View in context: https://bugs.webkit.org/attachment.cgi?id=180978&action=review

r- due to "void*" comment.

> Source/WebCore/workers/WorkerLoaderProxy.h:62
> +        virtual void* toWebWorkerBase() = 0;

Lets try to forward-declare the return type here.

In general, it's unfortunate to introduce the 'embedder context' into WorkerLoaderProxy. Is there a better solution?
Comment 12 Kenneth Russell 2013-01-02 17:08:57 PST
Created attachment 181115 [details]
Patch
Comment 13 Kenneth Russell 2013-01-02 17:22:12 PST
Comment on attachment 180978 [details]
Patch

View in context: https://bugs.webkit.org/attachment.cgi?id=180978&action=review

>> Source/WebCore/workers/WorkerLoaderProxy.h:62
>> +        virtual void* toWebWorkerBase() = 0;
> 
> Lets try to forward-declare the return type here.
> 
> In general, it's unfortunate to introduce the 'embedder context' into WorkerLoaderProxy. Is there a better solution?

New patch uploaded which forward declares the return type, and avoids static_casts in the implementations.

I gave this a lot of thought but can't come up with a better solution. The basic problem is that the class hierarchies of Chromium's dedicated and shared worker implementations now diverge significantly. It used to be the case in Chromium that every implementation of WorkerLoaderProxy that hung off the WorkerThread derived from WebWorkerBase. That is now no longer the case. For dedicated workers, WebCore's WorkerMessagingProxy is now used as the base class. WebSharedWorkerImpl continues to derive from WebWorkerBase. This means that it is no longer legal to cast between WebWorkerBase* and WorkerLoaderProxy*.

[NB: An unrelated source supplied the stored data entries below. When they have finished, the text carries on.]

PR #459, opened 2022-12-28
add glued class to half edge drawings

zamarrenolm:

Feature

Currently the drawings for half edges are only labelled as _stretchable_.
To handle updates of these drawings during user interaction (moving nodes) we need to label each edge half as _glued_ to the corresponding edge end, in addition to _stretchable_.

Every half edge is labelled as _stretchable_ and _glued_ to its corresponding end.


flo-dup (approved):
This highlights the issue of the glued/stretchable binary approach: here the half edge has both the glued and stretchable class, so we cannot move it with a transform operation. I think we can't avoid this part of the half edge to be treated specifically in the js code. 

Anyway this is needed for moving the nodes in the js viewer with current approach, so approving this so that we can end and merge the viewer js part.

PR #460, opened 2022-12-29
draw external part of boundary nodes

zamarrenolm:

Feature

Only the _network_ part of boundary nodes has a drawing.

In addition to the drawing representing the inner (_network_) part of the boundary node, the external part is drawn using a dotted semi circumference. This is interesting because now the center of the boundary drawing coincides with the location of the boundary node computed by the layout.


flo-dup:
I think there's no need to change the design of this "node", as we agreed on the previous one. I understand that it's a trick to help rotating it but we'll give it a try with current design once everything else is fixed. Closing this.

PR #461, opened 2023-01-04
Display line names on diagram

### LINKED ISSUE #437: Add name on the lines
Feature

Lines are not identified

Lines identified by their name

Understanding better the network

So-Fras:

fixes #437


So-Fras:
comparisonDisplayLineNameOrNot

Line names are displayed along the lines (on the example picture, line names are "l1" and "l2").

network-area-diagram/src/main/java/com/powsybl/nad/svg/StyleProvider.java
```diff
@@ -27,6 +27,7 @@ public interface StyleProvider {
     String DANGLING_LINE_EDGE_CLASS = CLASSES_PREFIX + "dangling-line-edge";
     String TEXT_EDGES_CLASS = CLASSES_PREFIX + "text-edges";
     String EDGE_INFOS_CLASS = CLASSES_PREFIX + "edge-infos";
+    String EDGE_ID_CLASS = CLASSES_PREFIX + "edge-id";
```
flo-dup, line 30:
```suggestion
    String EDGE_LABEL_CLASS = CLASSES_PREFIX + "edge-label";
```

network-area-diagram/src/main/java/com/powsybl/nad/svg/SvgWriter.java
```diff
@@ -129,13 +129,57 @@ private void drawBranchEdges(Graph graph, XMLStreamWriter writer) throws XMLStre
...
+            if (!edge.isVisible(BranchEdge.Side.ONE)) {
+                edgeAngle = edge.getEdgeEndAngle(BranchEdge.Side.TWO);
+                textFlipped = Math.cos(edgeAngle) < 0;
+                style = textFlipped ? "text-anchor:end" : "text-anchor:start";
+            } else if (!edge.isVisible(BranchEdge.Side.TWO)) {
+                style = textFlipped ? "text-anchor:end" : "text-anchor:start";
+            }
+
+            writer.writeStartElement(GROUP_ELEMENT_NAME);
+            writer.writeAttribute(CLASS_ATTRIBUTE, StyleProvider.EDGE_ID_CLASS);
```
flo-dup, line 174: Add the `GLUED_CENTER_CLASS` at the same time, using `writeStyleClasses` method.

network-area-diagram/src/main/java/com/powsybl/nad/svg/SvgWriter.java
```diff
@@ -162,6 +206,7 @@ private void draw2Wt(XMLStreamWriter writer, BranchEdge edge) throws XMLStreamEx
         if (BranchEdge.PST_EDGE.equals(edge.getType())) {
             drawPstArrow(writer, edge);
         }
+
```
flo-dup, line 209: To avoid spoiling the history you'd better remove formatting changes (except if you changed code next to it).

flo-dup (changes requested):
Nice! just a few changes needed, in order not to break the interaction feature and for users to be able to customize what is displayed.

network-area-diagram/src/main/java/com/powsybl/nad/svg/SvgWriter.java
```diff
@@ -129,13 +129,57 @@ private void drawBranchEdges(Graph graph, XMLStreamWriter writer) throws XMLStre
...
             writer.writeEndElement();
         }
         writer.writeEndElement();
     }
 
+    private void drawLineLabel(XMLStreamWriter writer, BranchEdge edge) throws XMLStreamException {
+
+        String lineName = edge.getEquipmentId();
+
+        if (lineName != null) {
```
flo-dup, line 154: You could also test if `lineName.isEmpty()`.
And to cut complexity, you'd better return if null or empty.

network-area-diagram/src/main/java/com/powsybl/nad/svg/SvgWriter.java
```diff
@@ -129,13 +129,57 @@ private void drawBranchEdges(Graph graph, XMLStreamWriter writer) throws XMLStre
...
+
+            if (BranchEdge.PST_EDGE.equals(edge.getType())) {
+                drawPstArrow(writer, edge);
+            }
+            if (edge.getType().equals(BranchEdge.HVDC_LINE_EDGE)) {
+                drawConverterStation(writer, edge);
+            }
+            if (BranchEdge.LINE_EDGE.equals(edge.getType()) && svgParameters.isLineNameDisplayed()) {
+                drawLineLabel(writer, edge);
+            }
```
flo-dup, line 141: This should be (and is already partly, leading to duplicates) in drawEdgeCenter

network-area-diagram/src/main/java/com/powsybl/nad/svg/SvgWriter.java
```diff
@@ -129,13 +129,57 @@ private void drawBranchEdges(Graph graph, XMLStreamWriter writer) throws XMLStre
...
             drawHalfEdge(graph, writer, edge, BranchEdge.Side.ONE);
             drawHalfEdge(graph, writer, edge, BranchEdge.Side.TWO);
+
+            if (BranchEdge.PST_EDGE.equals(edge.getType())) {
+                drawPstArrow(writer, edge);
+            }
+            if (edge.getType().equals(BranchEdge.HVDC_LINE_EDGE)) {
+                drawConverterStation(writer, edge);
+            }
+            if (BranchEdge.LINE_EDGE.equals(edge.getType()) && svgParameters.isLineNameDisplayed()) {
```
flo-dup, line 139: Did you try to display the name also above two-winding transformers, phase-shift transformers and converter stations?

flo-dup (changes requested):

network-area-diagram/src/main/java/com/powsybl/nad/svg/SvgWriter.java
So-Fras: In order to take into account another of your points, I would like to call the `drawLineLabel(...)` inside the `drawEdgeCenter(...)` function, where there is already a `writer.writeAttribute(CLASS_ATTRIBUTE, StyleProvider.GLUED_CENTER_CLASS)`.
I was thinking of not adding the GLUED_CENTER_CLASS to the drawLineLabel(...) function. 
What do you think about that ?

network-area-diagram/src/main/java/com/powsybl/nad/svg/SvgWriter.java
So-Fras: Displaying names above phase-shift transformers, converter stations and two-winding transformers does not look good because of the drawing already present at the center of the edge. I was thinking of writing the names slightly above the edge to avoid this but when there are several lines carrying two-winding transformers for example running in parallel, the problem remains. It looks a bit messy.

So-Fras: As discussed this morning, the diagram remains readable with names on every type of edge. Since this piece of information seems meaningful for users, we finally choose to display names, regardless of the edge type. The HVDC converter station design is slightly modified to be more visible even with the edge name displayed.

flo-dup (changes requested):

flo-dup (approved):
Great! It's a lot clearer that way :+1:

It would be possible to add a static method "WebWorkerBase::fromWorkerLoaderProxy", and avoid touching WorkerLoaderProxy.h, but it would be very fragile. If any new implementation of WorkerLoaderProxy were added, the implementation of WebWorkerBase::fromWorkerLoaderProxy would have to be updated -- and there is no way to force a compilation failure to give the developer a hint that that code needs to be updated. The presence of the pure virtual in WorkerLoaderProxy provides this essential information.

In sum, as poor as it is to modify WorkerLoaderProxy with a Chromium-specific forward declaration and method, I think it is the best technical solution given the constraints.
Comment 14 Dmitry Titov 2013-01-02 17:36:50 PST
Comment on attachment 181115 [details]
Patch

View in context: https://bugs.webkit.org/attachment.cgi?id=181115&action=review

r+ with a note.

> Source/WebKit/chromium/src/WebWorkerClientImpl.cpp:73
>  // Delegates implementation of Worker{Loader,Context,Object}Proxy to WorkerMessagingProxy.

This comment seems old now... thsi class does not really delegate, it is a WMP... Remove?
Comment 15 Kenneth Russell 2013-01-02 17:39:22 PST
Comment on attachment 181115 [details]
Patch

View in context: https://bugs.webkit.org/attachment.cgi?id=181115&action=review

>> Source/WebKit/chromium/src/WebWorkerClientImpl.cpp:73
>>  // Delegates implementation of Worker{Loader,Context,Object}Proxy to WorkerMessagingProxy.
> 
> This comment seems old now... thsi class does not really delegate, it is a WMP... Remove?

You're right. I'll update the patch.
Comment 16 Kenneth Russell 2013-01-02 18:41:54 PST
Created attachment 181129 [details]
Patch for landing

Fixed comment and small typo in failure case of layout test
Comment 17 WebKit Review Bot 2013-01-02 19:23:49 PST
Comment on attachment 181129 [details]
Patch for landing

Clearing flags on attachment: 181129

Committed r138693: <http://trac.webkit.org/changeset/138693>
Comment 18 WebKit Review Bot 2013-01-02 19:23:54 PST
All reviewed patches have been landed.  Closing bug.